The hypothalamus contains various neuronal populations controlling aspects of homeostasis, including systemic glucose regulation. One specific region of the hypothalamus known as the ventromedial hypothalamus (VMH) contains neurons that are excited by increasing glucose levels, known as glucose-excited (GE) neurons. Other neurons of the VMH are inhibited by increasing glucose levels, termed glucose-inhibited (GI) neurons. These cells work in concert to orchestrate the whole body response to changing glucose levels, altering release of the main glucose-regulating hormones, insulin and glucagon, which decrease and increase blood glucose levels, respectively. What is not known is whether glial cells, neuromodulatory but non-electrically active cells within the brain, also play a role in detecting changes in glucose and helping GE and GI neurons to function.
Advances in technologies enabling regulation of specific brain cell populations has increased our understanding of glial cell function. It has become increasingly apparent that glial cells do more than just support neurons but also release chemical signals termed gliotransmitters that alter aspects of neuronal activity. For example, glial cells within the hypothalamus have, over the past 3 years, been shown to regulate feeding. What is much less clear is how glial cells regulate blood glucose levels when glucose levels increase or decrease too much. This happens frequently in people with diabetes. The aim of this PhD is to determine how glial cells, specifically astrocytes, may detect changes in glucose levels and contribute to regulation of whole body glucose homeostasis.

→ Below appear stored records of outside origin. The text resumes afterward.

PR #2076, opened 2021-01-28
Adding new test to the feature of filtering by tags

drillinP:
New PR to add test to the feature of filter by tags.

### DIFF
--- a/tests/qgis-projects/tests/test_tags.md
+++ b/tests/qgis-projects/tests/test_tags.md
@@ -1,0 +1,7 @@
+For this test you need the two empty projects (test_tags_nature_flower, test_tags_nature_tree).
+This is to test the feature to filter by tags.
+
+On lizmap in the projects page activate search by tags in the search bar.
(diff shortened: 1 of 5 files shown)


nboisteault:
@drillinP Please rebase this PR with `master` and target `master` not `release_3_4`.

drillinP:
@nboisteault I have a problem with some file when i want rebase with `master` in local. some files change on their own like: `lizmap/var/config/admin/config.ini.php`

nboisteault:
@drillinP Do `git status`. If those files have just spaces that differ, you can `git restore` them.

drillinP:
@nboisteault I use git restore but this problem appear when I use git merge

To achieve this, the student will utilise a number of cutting edge technologies. Firstly, in rat brain slices, the student will measure neuronal activity across the VMH using a perforated multi-electrode array recordings whilst manipulating astrocytes with pharmacological or genetic approaches. They will examine whether increasing or decreasing astrocyte activity alters responses of GE and GI neurons to changes in glucose concentration.

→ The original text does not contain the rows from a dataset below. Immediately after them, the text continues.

PR #2092, opened 2021-02-05
[Bugfix] Assert $layer exists

nboisteault:


nboisteault:
@rldhont This commit has to be made in the same file but in another path in release_3_4. How do I do the backport?

rldhont:
@nboisteault Once this PR merged, you can opne a new one for release_3_4 with _manually backport #2092_ as description

rldhont (approved):

Gustry:
I'm not a PHP dev, but it seems these 70 edited lines could be replaced by 3 lines ?
```php
if (!$layer) {
    return array();
}
```
?
IMHO, it's better visibility :
* keeping our code to the left side with not too much indentation
* exiting from the code as soon as we can

Sorry for the noise if I'm wrong, just trying to read the PR :)

rldhont:
@Gustry you are right
```php
if (!$layer) {
    return $result;
}
```
this code could have been used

Secondly, to determine whether neuronal activity alters astrocyte activity, the student will utilise two-photon imaging with calcium-sensitive dyes to monitor changes in astrocyte activity, whilst changing glucose levels or altering neurotransmitter (GABA and glutamate) signalling.

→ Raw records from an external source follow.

PR #2104, opened 2021-02-11
Fix the sqlite to pgsql migrator

laurentj:
* Funded by 3liz


rldhont (approved):

nboisteault (approved):
Tested with Grand Narbonne. OK

PR #2133, opened 2021-02-19
Run refreshDatatableSize after button Refresh was pressed or when a dock is oppened or closed

ygorigor:
Target version: LWC 3.4.4, LWC 3.5

If bottom dock is opened, when UI size is changed, columns width of active table will be recomputed.

Without this patch if we press on button `Refresh`  the width of table columns is resetting to 0. 

This commit will fix this.


rldhont:
Hi @ygorigor thanks for your contribution.

Can you add a description to your pull request ?

Can you describe the bug fixed ?

Can you describe the targeted version of lizmap web client ?

rldhont (approved):

PR #2137, opened 2021-02-19
Fix geobookmark sql: remove explicit public schema

laurentj:
The table geobookmark should not be created explicitly into the public schema.

All Lizmap tables must be installed in the same schema, e.g. in the
first schema indicated into the search_path of the connection.

* Funded by 3Liz


rldhont (approved):

rldhont:
@laurentj can be merged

Thirdly, to determine how glial cells alter glucose homeostasis, the student will use advanced microvascular surgery to perform dual carotid artery and jugular vein catheterisation in rats. This allows simultaneous infusion of insulin and glucose to accurately control glucose levels, whilst sampling blood for analysis of glucose and gluco-regulatory hormones. By combining this with chemogenetic viral vector injection into the hypothalamus to express an engineered receptor, the student can manipulate astrocyte activity using a synthetic drug, whilst clamping glucose at a desired level. Thus, they will determine the impact of local glial cell activity on whole body physiology. These experiments will fill an important piece of the glucose homeostasis jigsaw potentially providing new targets for treatment. Moreover, these multidisciplinary approaches will generate high impact publications and provide an excellent training experience for the student.